# [Saved entries]
★ ★ ★
PR #11215, opened 2021-01-24
Disable authenticated guests

pedrobmarin:
Brings the original guest feature back when bbb-web sets authenticatedGuest=false.

Authenticated user is something that does not apply for the regular use case of a bigbluebutton's meeting. This work includes a simple way to disable it and remove a load of complexity from the guest feature:
- authenticatedGuest property at bbb-web: when false, the only users that will need moderator approval to join the room are guests. A guest user is an user that have the guest=true parameter on his/her join URL;
- multiple fixes for the waiting-users panel:
  - avatar style
  - vertical scroll
  - hide authenticated users options when authenticatedGuest is false
  - adjusts at header and width
- user's name labels configurable at settings.yml. Enables/disables:
  - mobile users identification
  - guest users identification
  - moderator users identification
- guests will be candidates for promotion/demotion when authenticatedGuest is false

TL;DR: When authenticatedGuest is set to false, guests will be just like regular users. The only difference is that they will need approval to join the room following the meeting's guest policy.


antobinary (approved):
I could not trigger the mobile indicator but everything else I tried looked and worked well!

:clap: 

Noting that even though the PR is titled 'Disable authenticated guests' the default still seems to be enabled

```
# Enables or disables authenticated guest
￼authenticatedGuest=true
```

PR #11235, opened 2021-01-26
Fix wrong path in settings for audio constraints

mariogasparoni:
Using now 'application' instead of old 'audio' path

### DIFF
--- a/bigbluebutton-html5/imports/api/audio/client/bridge/sip.js
+++ b/bigbluebutton-html5/imports/api/audio/client/bridge/sip.js
@@ -38,7 +38,7 @@ const WEBSOCKET_KEEP_ALIVE_INTERVAL = MEDIA.websocketKeepAliveInterval || 0;
 const WEBSOCKET_KEEP_ALIVE_DEBOUNCE = MEDIA.websocketKeepAliveDebounce || 10;
 const TRACE_SIP = MEDIA.traceSip || false;
 const AUDIO_MICROPHONE_CONSTRAINTS = Meteor.settings.public.app.defaultSettings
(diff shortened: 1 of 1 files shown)


mariogasparoni:
Thanks to @pedrobmarin  for pointing this out.

maychine-fatima:
for safari 14.0.3 it gives an error Sip.sessionDescriptionHandler.... : Invalid Constraint

daminebenq:
Just tested it on our 2.2 server:
image
image
No problems encountred.

mariogasparoni:
Thanks @maychine-fatima  and @daminebenq.

All these changes went to 2.2.31. Upgrading to 2.2.32 should make no difference.

@maychine-fatima are you using any special config for audio constraints in `/usr/share/meteor/bundle/programs/server/assets/app/config/settings.yml` ?  or the problem started after you upgrade to 14.0.3 ?

maychine-fatima:
thank you, in first i didn't use any audio constraints in settings but after that i tested with the commented constrains in settings , and it gives me the same error, i tested directly with this version 14.0.3 as the last version that i got from the updates of Mac

mariogasparoni:
I tested Safari 14.0.3 on iOS 14.4. No problem found. Seems to be related to macOs's Safari

daminebenq:
I'm realizing the macOs tests on browserstacks available list, and the most recent version available i have in the list in 14.0.1
sorry, can't test on other newer versions.

maychine-fatima:
thank you for your tests i will try with the BBB v.2.2.32

maychine-fatima:
thank you all for your tests, iwill test in the same version as yours.

PR #11239, opened 2021-01-26
Synchronize users with active connections

jfsiebel:
### What does this PR do?

Synchronize active users with open connections from server, preventing users that got stuck on meetings.


antobinary:
We are going to do more work in determining what caused:
- the Users collection to contain objects related to closed connections
- ConnectionManager entries related to closed connections

Ideally we want to tackle these causes prior to relying on syncing

antobinary (approved):

Issue #10733, opened 2020-10-27
2.3 mutedAlert causing client crash on '[un]mute'


antobinary:
Steps to reproduce on 2.3-alpha-2
Enable mutedAlert (see https://github.com/bigbluebutton/bigbluebutton/pull/10728)
Join audio with microphone, mute yourself and try to unmute yourself. The client crashes

![Screenshot from 2020-10-26 08-33-34](https://user-images.githubusercontent.com/6312397/97319238-13dc1d00-1843-11eb-9a0c-90e916ebf8dc.png)

The error points to stream.jquery
![Screenshot from 2020-10-26 08-34-30](https://user-images.githubusercontent.com/6312397/97319235-13438680-1843-11eb-90ab-2f297a2b7fa3.png)

The tricky part here is that the full audio and muting should not need kurento-utils.js
When I disabled mutedAlert feature, the issue disappeared. This supports @prlanzarin 's reasoning that hark used for mutedAlert is somehow relying on kurento's hark...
★ ★ ★
# [What is being asked]
Return a verbatim transcription of the data, omitting all images.

# [Expected answer]
PR #11215, opened 2021-01-24
Disable authenticated guests

pedrobmarin:
Brings the original guest feature back when bbb-web sets authenticatedGuest=false.

Authenticated user is something that does not apply for the regular use case of a bigbluebutton's meeting. This work includes a simple way to disable it and remove a load of complexity from the guest feature:
- authenticatedGuest property at bbb-web: when false, the only users that will need moderator approval to join the room are guests. A guest user is an user that have the guest=true parameter on his/her join URL;
- multiple fixes for the waiting-users panel:
  - avatar style
  - vertical scroll
  - hide authenticated users options when authenticatedGuest is false
  - adjusts at header and width
- user's name labels configurable at settings.yml. Enables/disables:
  - mobile users identification
  - guest users identification
  - moderator users identification
- guests will be candidates for promotion/demotion when authenticatedGuest is false

TL;DR: When authenticatedGuest is set to false, guests will be just like regular users. The only difference is that they will need approval to join the room following the meeting's guest policy.


antobinary (approved):
I could not trigger the mobile indicator but everything else I tried looked and worked well!

:clap: 

Noting that even though the PR is titled 'Disable authenticated guests' the default still seems to be enabled

```
# Enables or disables authenticated guest
authenticatedGuest=true
```

PR #11235, opened 2021-01-26
Fix wrong path in settings for audio constraints

mariogasparoni:
Using now 'application' instead of old 'audio' path

### DIFF
--- a/bigbluebutton-html5/imports/api/audio/client/bridge/sip.js
+++ b/bigbluebutton-html5/imports/api/audio/client/bridge/sip.js
@@ -38,7 +38,7 @@ const WEBSOCKET_KEEP_ALIVE_INTERVAL = MEDIA.websocketKeepAliveInterval || 0;
 const WEBSOCKET_KEEP_ALIVE_DEBOUNCE = MEDIA.websocketKeepAliveDebounce || 10;
 const TRACE_SIP = MEDIA.traceSip || false;
 const AUDIO_MICROPHONE_CONSTRAINTS = Meteor.settings.public.app.defaultSettings
(diff shortened: 1 of 1 files shown)


mariogasparoni:
Thanks to @pedrobmarin  for pointing this out.

maychine-fatima:
for safari 14.0.3 it gives an error Sip.sessionDescriptionHandler.... : Invalid Constraint

daminebenq:
Just tested it on our 2.2 server:
image
image
No problems encountred.

mariogasparoni:
Thanks @maychine-fatima  and @daminebenq.

All these changes went to 2.2.31. Upgrading to 2.2.32 should make no difference.

@maychine-fatima are you using any special config for audio constraints in `/usr/share/meteor/bundle/programs/server/assets/app/config/settings.yml` ?  or the problem started after you upgrade to 14.0.3 ?

maychine-fatima:
thank you, in first i didn't use any audio constraints in settings but after that i tested with the commented constrains in settings , and it gives me the same error, i tested directly with this version 14.0.3 as the last version that i got from the updates of Mac

mariogasparoni:
I tested Safari 14.0.3 on iOS 14.4. No problem found. Seems to be related to macOs's Safari

daminebenq:
I'm realizing the macOs tests on browserstacks available list, and the most recent version available i have in the list in 14.0.1
sorry, can't test on other newer versions.

maychine-fatima:
thank you for your tests i will try with the BBB v.2.2.32

maychine-fatima:
thank you all for your tests, iwill test in the same version as yours.

PR #11239, opened 2021-01-26
Synchronize users with active connections

jfsiebel:
### What does this PR do?

Synchronize active users with open connections from server, preventing users that got stuck on meetings.


antobinary:
We are going to do more work in determining what caused:
- the Users collection to contain objects related to closed connections
- ConnectionManager entries related to closed connections

Ideally we want to tackle these causes prior to relying on syncing

antobinary (approved):

Issue #10733, opened 2020-10-27
2.3 mutedAlert causing client crash on '[un]mute'


antobinary:
Steps to reproduce on 2.3-alpha-2
Enable mutedAlert (see https://github.com/bigbluebutton/bigbluebutton/pull/10728)
Join audio with microphone, mute yourself and try to unmute yourself. The client crashes

![Screenshot from 2020-10-26 08-33-34](https://user-images.githubusercontent.com/6312397/97319238-13dc1d00-1843-11eb-9a0c-90e916ebf8dc.png)

The error points to stream.jquery
![Screenshot from 2020-10-26 08-34-30](https://user-images.githubusercontent.com/6312397/97319235-13438680-1843-11eb-90ab-2f297a2b7fa3.png)

The tricky part here is that the full audio and muting should not need kurento-utils.js
When I disabled mutedAlert feature, the issue disappeared. This supports @prlanzarin 's reasoning that hark used for mutedAlert is somehow relying on kurento's hark...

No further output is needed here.